What you should do: Your answer should consist of each line from the data below that contains "conflicts".

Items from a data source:
Content starts

PR #3401, opened 2018-09-18
Add icon for tourism=gallery

### LINKED ISSUE #883: Add rendering for tourism=gallery
In 'Map Features', tourism=gallery has this explanation:

Art galleries are a popular visitor attraction 

but no icon
worse: even if the gallery has been given a name, nothing is shown

So, even though galleries are popular attractions, they are invisible on the map.

Adamant36:
This PR adds rendering for tourism=gallery. Closes #883 
### Definition and Rational for Rendering
Although there are some people who think this tag is to vague etc, none of the arguments against it use where very strong, it was only a small number of people, and the tags usage has increased quit a lot in the 5 years since objections to it started. Plus, as I have been reminded multiple times myself, this isn't a place for a tagging discussions anyway. That being said, although the word "gallery" might not explicitly mean an art gallery in a general sense, it is clearly the definition given on the wiki page. To me personally an art gallery is clearly distinct from shop=art or tourism=museum in the fact that unlike them it is a place that only displays art but does not mainly do it for profit. Whereas an art shop sells art and a museum features other things besides art. The wiki page gives the same definition, but as I stated, this isn't the place for tagging/tag definition discussions anyway. Its about if the tag should be rendered or not and nothing against the tags definition is compelling enough to make me think it shouldn't be rendered. Not to mention there is no alternative tag for the places this one covers anyway. So its either the things get rendered as tourism=gallery or they never get rendered. I rather they get rendered.

As far as the benefits to rendering it, it has 5,168 uses and the uses are increasing rather rapidly. So there is clearly a market for it being rendered. Also, the items tagged as tourism=gallery don't currently have their names rendered on the map. Which creates rather large gaps on the map in places where multiple galleries are on the same block, like in Oakland where did the test rendering. Also, whatever museums or art shops are wrongly tagged as tourism=gallery will probably never be fixed if the tag is not rendered. since mappers wont know the places are on the map in the first place to fix them.  
taghistory

### Test Renderings
https://www.openstreetmap.org/#map=19/37.81541/-122.26658 (way)
way
https://www.openstreetmap.org/#map=19/37.81454/-122.26766 (node)
node


kocio-pl:
Also this PR needs some rationale and summary, please add them.

dieterdreist:
can you explain which definition of tourism=gallery is represented by this
icon?

Adamant36:
@dieterdreist, I'm not really sure of any definition of a gallery outside of an art gallery and the wiki page is pretty clear on that being its definition. Plus, it seems more like a tagging question then a "why should this be rendered question." That being said, I updated my original post to answer your question anyway.

lakedistrictOSM:
If possible, it would be good to use a different icon. The one currently proposed makes me think of a place where you can do art activities, like a children's arts centre or an artist's studios.

I think that a framed painting design might work better - here's one I made a while ago:
artdraft01png

If you like it, feel free to test it (I'll upload it to gist later) or just feel free to take inspiration from it.

dieterdreist:
sent from a phone

> On 20. Sep 2018, at 11:50, Adamant36 <notifications@github.com> wrote:
> 
> I'm not really sure of any definition of a gallery outside of an art gallery and the wiki page is pretty clear on that being its definition.


there are 2 types of art galleries: those that only display and those that sell the works. 
The former are typically places which have their own permanent exhibition (collection), the latter are places where artists and collectors are brought together by the gallery owner.

Adamant36:
@dieterdriest, I semi agree with you. Although, Id say the places with permanent exibits are more like museums. Theres clearly a third category of places that have rotating displays but arent mainly in it to sell the art. The wiki makes the distinction and so does this guy (whoever he is) http://handmade-business.com/language-arts-theres-a-distinct-difference-between-a-gallery-and-a-shop-learn-what-it-is/

So the question do we follow the wiki and that guy by displaying galleries (how ever it might define it) on the map. Since theres clearly a bunch of "whatever you want to call them" things mapped..Or do we not display them because a slight ambiguity in the meaning of the word "gallery" might exist? If it was a new tag and hadnt already been dissussed id say dont render it until gets figured out at least. But the disscussions over it went know where in five years and the tag kept being used in ever increasing numbers. Its clear that the tag is one the community accepts and widely uses.  So I think thats good enough to say it should be displayed.

Adamant36:
@kocio-pl, I don't get what the conflict here is. Is it the empty line at 2349 or something?

dieterdreist:
2018-09-23 3:54 GMT+02:00 Adamant36 <notifications@github.com>:

> @dieterdriest, I semi agree with you. Although, Id say the places with
> permanent exibits are more like museums.
>


art galleries _are_ a kind of museum for paintings and today also photos. A
synonymous term is pinacotheca / pinacothèque / pinakothek ... (maybe would
be better, as it doesn't leave room for confusing it with commercial art
galleries)



> Theres clearly a third category of places that have rotating displays but
> arent mainly in it to sell the art.
>

can you give some examples, and with which terms they describe themselves?



> The wiki makes the distinction and so does this guy (whoever he is)
> http://handmade-business.com/language-arts-theres-a-
> distinct-difference-between-a-gallery-and-a-shop-learn-what-it-is/
>


there are also "art shops" that aren't galleries, I find this term
ambiguous as well.



> So the question do we follow the wiki and that guy by displaying galleries
> (how ever it might define it) on the map.
>


the wiki is relatively recent and the definition is not necessarily set in
stone (IMHO), rather the opposite I would say there are issues with the
current definition.



> Or do we not display them because a slight ambiguity in the meaning of the
> word "gallery" might exist? If it was a new tag and hadnt already been
> dissussed id say dont render it until gets figured out at least. But the
> disscussions over it went know where in five years and the tag kept being
> used in ever increasing numbers. Its clear that the tag is one the
> community accepts and widely uses. So I think thats good enough to say it
> should be displayed.
>

we're not talking about a "slight ambiguity", but about a significant one,
and increasing numbers for a tag with unclear meaning are not helpful.
An art gallery in the sense of a museum for paintings, usually merits
prominent display also at not the highest zoomlevel, for art galleries
where the gallery owner is an intermediary between the artist and the
customer / art collector the range of importance is huge, from similar to
the first meaning to small shop interesting to very few people.

Adamant36:
I would consider a museum a place that houses collections of things, like artifacts, that are of historical or cultural importance. A lot of art in art galleries dont fit those categories and often one off paintings, instead of collections. 

A lot of colleges have galleries that display art done by the students or other artists. They call themselves galleries. Theres also none profits that display art created by community members. Although they often call themselves "art centers," they still contain a gallery. There is also places like the Slate Contemporary in Oakland that has a gallery and a different building off site where the works are sold. Id imagine there are many places where the place that the is displayed is different then where its sold, or they just refer a buyer to an artist and get a cut later.  Those places would be galleries in my opinion. As the transaction is done off site. 

Whats ambiguous about "art shop" exactly? 

I think the fluidity of the wiki can apply in many cases, not just this one. That's not a reason to not render galleries though. IMHO, its set in stone at least in the fact that the discussion over the current definition ended five years ago and nothing was modified based on it. No one switched over to another tag or anything. So maybe the minor details need to be ironed out, at least in your opinion, but that doesnt put the whole tag in question. So theres no reason to wait until its %100 decided to render it. You could also put up a "this key is in dispute" banner or something and start the conversation over again. Although I doubt it will go anywhere. 

Its slight in the fact that theres only a few detractors, tag is used a bunch, and it seems like there is clearly a third category if you think so or not. Even if it might be hard to pin down what exactly it is. While I agree with you that usage numbers shouldnt be an excuse for rendering a bad tag under normal conditions, I think it comes down to the fact that these things clearly exist even if its fuzzy as to what qualifies. They arent  shops or museums though, they will probably never be tagged as those things because of the fuzzyness, and the fuzzyness isnt going to go away. So its better just to render them. Otherwise, your forcing something into a binary choice between museums or shops that it doesnt fit into. And you say shops are ambigious, which  means every place displaying art should be a museum then? That doesn't sound right.

dieterdreist:
2018-09-24 11:15 GMT+02:00 Adamant36 <notifications@github.com>:

> I would consider a museum a place that houses collections of things, like
> artifacts, that are of historical or cultural importance. A lot of art in
> art galleries dont fit those categories and often one off paintings,
> instead of collections.
>

"importance" is relative, there are surely a lot of small museums which
will not be considered universally "important".


A lot of colleges have galleries that display art done by the students or
> other artists. They call themselves galleries.
>


The term "gallery" has a lot of meanings, it is also an architectural term
for a building part, but these are not _tourism_=gallery.



> Theres also none profits that display art created by community members.
> Although they often call themselves "art centers," they still contain a
> gallery. There is also places like the Slate Contemporary in Oakland that
> has a gallery and a different building off site where the works are sold.
>


indeed, and this is the second meaning I was describing above.


> Whats ambiguous about "art shop" exactly?
>


places that call themselves art shops often do not sell original art but
reproductions, prints and books. The term for an art gallery is art
gallery. I would use shop=art_gallery as this is more clear. "art shop" is
a different category.

Adamant36:
@kocio-pl, what do you think about this one? I think dieterdreist makes some good points, but then I'd still like to see the places rendered on the map and galleries seem to be in enough of a gray area definition wise where I don't think they will ever get re-tagged as anything else. Even if a better tag for them comes along, which I don't see happening.

kocio-pl:
Sorry for not following this, I have less time lately and there were more PRs to check and discuss.

I have just looked at https://wiki.openstreetmap.org/wiki/Tag:tourism%3Dgallery and it looks quite solid. It is approved tag and the difference from both `shop=art` and `tourism=museum` is defined. I understand it means special kind of museum - "art museum". I have no problem with it, since some real life categories are special while being part of more generic category (like `shop=shoes` is in fact kind of `shop=clothes`) and some common objects being split between tags in OSM (like `historic=memorial` and `historic=monument`).

Adamant36:
No worries. Its been pretty busy around here lately. So, thanks for looking into it. I totally agree with you. Since your good on it, I'll fix the conflicts when I have some time and wait for it to be merged.

Adamant36:
@kocio-pl, I fixed the conflicts. I also consolidated the code for a few amenities that had the same attributes while I was there. It seems to have passed Travis fine.  So, its good to go.

kocio-pl:
Thanks! It works as expected in my test renderings.

Adamant36:
Awesome. Thanks for testing and merging it.

kocio-pl:
I have found also examples of open air gallery and gallery of photos operated by photographic society - both are not the shop (not focused on selling) nor museum (not in the common meaning of the word), so this tag is really useful.

kocio-pl:
@tomasz-w What do you think about tweaking art center icon to show it different than galleries? We have different colors to show if it's retail gallery or not, but art center is wider (for example it can contain some gallery space inside). Maybe it would be good to make some kind of objects mix, like we have for `shop=video` or `shop=music` (maybe adding similar note symbol would work).

Tomasz-W:
@kocio-pl I'll try with palette + note icon.

Tomasz-W:
@kocio-pl Palette + note:

amenity arts_centre

kocio-pl:
Could you switch them (note on the left)?

Tomasz-W:
@kocio-pl 
* amenity arts_centre (switched)
* amenity arts_centre2 (rotated palette)

lakedistrictOSM:
I prefer the original one (  )

Alternatively, we could instead use a different icon for gallery and art shop, maybe something like the one I suggested in https://github.com/gravitystorm/openstreetmap-carto/pull/3401#issuecomment-423739718 (  ).

BTW, you can't buy a painting palette at a shop=art, but you can at a [shop=craft](https://wiki.openstreetmap.org/wiki/Tag:shop%3Dcraft) (arts and craft supplies shop, 5.1k uses) which doesn't have an icon yet.

kocio-pl:
This could be also proper symbol for shop=frame:

taghistory 60

kocio-pl:
@Tomasz-W What about one theater mask with half of palette?

Tomasz-W:
@kocio-pl 
* amenity arts_centre1 (palette + note v1)
* amenity arts_centre2 (palette + note v2)
* amenity arts_centre3 (palette + mask)

kocio-pl:
Could someone make a test rendering for all these icons?

lakedistrictOSM:
@Tomasz-W The mask is too small for me. How about mask + paintbrush, with a bigger mask?

Tomasz-W:
@lakedistrictOSM mask + brush looked weird, so I tried with note + brush:

amenity arts_centre4

vertical brush looked more like a torch, so I rotated it.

Content ends

Answer section:
No worries. Its been pretty busy around here lately. So, thanks for looking into it. I totally agree with you. Since your good on it, I'll fix the conflicts when I have some time and wait for it to be merged.
@kocio-pl, I fixed the conflicts. I also consolidated the code for a few amenities that had the same attributes while I was there. It seems to have passed Travis fine.  So, its good to go.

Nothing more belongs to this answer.